What has caused this estrangement? Certainly the things that happened to him at home, where he should have been safe. While there’s a wonderful fluidity to the sexuality characters in the novel, which dates them as 20-something millennials in a university town, this is still the Midwest, and Wallace grew up in the South. He’s also the first black person to work in the his lab in three decades, and despite the openness of his friends, he is constantly belittled in ways obvious and subtle, by people who explicitly hate him, and those who purport to care about him. The novel is particularly incisive around the culpability of his well-meaning white friends. After a racist remark at dinner, he contemplates the fact that “there will always be good white people who love him and want the best for him but who are more afraid of other white people than of letting him down.” “Silence and laughter,” he thinks. “This is how they get by.” Then there’s the unequal and unfair treatment Wallace faces at the hands of his lab director Simone. Even if he knows in his heart what is going on, it is too carefully slippery to pin down. “The shadow pain,” is what he calls it, “he cannot say its real name. Because to say its real name would be to cause trouble, to make waves.”
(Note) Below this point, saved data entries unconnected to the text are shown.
PR #438, opened 2024-08-15
`config_path()`: return a reference

madsbk:
Avoid a string copy

### DIFF
--- a/cpp/include/kvikio/cufile_config.hpp
+++ b/cpp/include/kvikio/cufile_config.hpp
@@ -22,12 +22,12 @@
 namespace kvikio {
 namespace detail {
 
-[[nodiscard]] inline const std::string lookup_config_path()
+[[nodiscard]] inline const char* lookup_config_path()
 {
   const char* env = std::getenv("CUFILE_ENV_PATH_JSON");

Despite its heaviness, Real Life is often very funny. To dinners Wallace “typically brings crackers or another form of fibre because his friends are full of shit and need cleaning out from time to time.” A woman who may be a competitor in romance “seems nice, but in the way that white people are nice right before they perform some new role in the secret machinery that ruins black people’s lives”. Taylor also has a way with nature, senses and metaphor (I particularly liked the grads’ adulthood “as wet as new moths’ wings”). He creates poetry out of the words of science and sport, creating new possibilities in technical languages.
The third chapter, in which Wallace and Cole play tennis, is so achingly lovely it made my heart stop. I’m bored senseless by sport, but was transfixed by Taylor’s description of their game. After tennis, the two of them go down to the lake and lie in the grass. There’s tension between them, friendship and something more, heightened by the hot late summer afternoon:
The world is all its vastness is still and quiet. Even the birds sit suspended on their perches. A cricket crawls to the end of a yellow piece of grass and beats out several long cries. Then it’s swallowed by a heron.
The chapter ends with new uncertainty in their friendship, but also a stunning grace note:
They get up from the lakeshore just as the game at the stadium is ending. There is a huge cry from beyond, as all the herons and geese alight from the water and take to the air. Grey water falls from their wings, and for a moment it’s like rain.
Gay rating: 5/5 for numerous gay characters, gay sex and queer themes.